Laporan Wolmuth menyatakan Imelda selalu menghabiskan dana jutaan dolar setiap pergi ke luar negeri. Misalnya ketika ia datang ke New York pada 1978. Di sana ia menghabiskan 1,43 juta dolar AS untuk membeli perhiasan merek Bvlgari, salah satu lini aksesori tersohor asal Italia, dan mengeluarkan 1,15 juta dolar AS untuk membeli gelang berlian.
“Ia pernah menghabiskan $7 juta selama 90 hari. Ia membeli seprei seharga $10.340, piranti makan seharga $43.370, serbet seharga $19.400,” ungkap Wolmuth.
Imelda juga hobi membeli lukisan dan karya seni lain yang dibuat seniman legendaris sekelas Michelangelo.
Barang-barang yang ia beli di luar negeri itu kerap digunakan kala mengadakan jamuan di istana. Era kepemimpinan Marcos dikenal sebagai masa ketika istana kenegaraan kerap mengadakan jamuan-jamuan mewah. Bahkan, saking ingin terlihat mewah, pasir saja jadi perhatian si ibu negara sosialita. Pernah suatu kali ia melihat pasir pantai yang tampak tidak terlalu putih jika dilihat dari istana. Lantas, Imelda menyewa pesawat untuk mendatangkan pasir baru dari Australia.
“Hidup di Filipina ini mewah. Di sini tidak ada orang yang hidup dalam kemiskinan seperti di negara-negara lain,” katanya.
Imelda selalu berpikir bahwa lewat gaya busananya ia telah membantu para pengusaha Filipina, terutama pengusaha sepatu. Selama 20 tahun menjadi ibu negara, setidaknya ia punya 1060 pasang alas kaki yang sebagian besar diproduksi di Marikeno, kawasan industri sepatu Filipina.
Ia mengaku bahwa dirinya berperan sebagai duta promosi sepatu ke publik. Meski pada kenyataannya sebagian besar sepatu koleksi Imelda berasal dari produsen rumah mode asal Eropa dan AS. Dan tak ada catatan pula yang menyebutkan sepatu mana yang kerap ia pakai kala berkunjung ke luar negeri.

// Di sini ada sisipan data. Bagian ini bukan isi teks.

PR #827, opened 2024-10-02
RR-895 - Corrected module name for prisoner search API client

nathanrussell-moj-digital:
This PR corrects the prisoner search API client module name
It was originally `prisonRegisterApiClient` (a copy and paste typo from the real Prison Register API Client !), and should be `prisonerSearchApiClient`

Whilst the app works with this incorrect module name, we need to fix this because a) it is wrong/misleading and b) we are about to make some improvements to how Prisoner Search works, so we need this module name to be correct

### DIFF
--- a/server/@types/prisonerSearchApiClient/index.d.ts
+++ b/server/@types/prisonerSearchApiClient/index.d.ts
@@ -1,4 +1,4 @@
-declare module 'prisonRegisterApiClient' {
+declare module 'prisonerSearchApiClient' {
   import { components } from '../prisonerSearchApi'
 
   export type PagedCollectionOfPrisoners = components['schemas']['PagePrisoner']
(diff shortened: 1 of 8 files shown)


server/@types/prisonerSearchApiClient/index.d.ts
```diff
@@ -1,4 +1,4 @@
-declare module 'prisonRegisterApiClient' {
```
nathanrussell-moj-digital, line 1: This is the core problem, where we have incorrectly copy/pasted the module name from Prison Register API Client

The data types within this module are to do with prisoners, not prisons; and the data comes from the HMPPS Prisoner Search API.  So the module name should be `prisonerSearchApiClient`

The rest of the changes in this PR are simply correcting the imports based on the new module name

lynnette-orr (approved):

Rumor yang beredar di masyarakat menyatakan bahwa saban minggu tiap perusahaan di Marikeno memberi selusin sepatu kepada Imelda. Dalam "The Shoe Industry of Marikina City, Philipines: A Developing-Country Cluster in Crisis" (2005), Allen J. Scott menyebut bahwa sejak era Marcos sampai 2000-an, para pengusaha kecil dan menengah di Marikeno harus berupaya mencari cara agar tetap bertahan di tengah tantangan bisnis yang kerap menempatkan mereka pada situasi krisis.
Scott tak menyebut nama Imelda sebagai sosok penyelamat yang memberi bantuan pada pelaku industri. Namanya hanya disebut di kisah tentang pembukaan museum sepatu pada 2001. Museum itu memajang ratusan sepatu milik Imelda yang tertinggal di istana Malacanang kala ia dan suaminya terpaksa melarikan diri akibat situasi politik.
“Polisi mungkin berharap menemukan tengkorakku di sana. Tapi yang mereka temukan justru sepatuku. Itu bagus. Mereka menemukan keindahan,” kata Imelda yang sempat diasingkan ke AS.
Ia kembali ke Filipina pada 1990-an dan berniat jadi presiden. Niatnya gagal. Kini kabar yang beredar tentangnya bukan lagi soal gaya hidup mewah, melainkan kabar yang menyebut dirinya terbukti bersalah karena korupsi.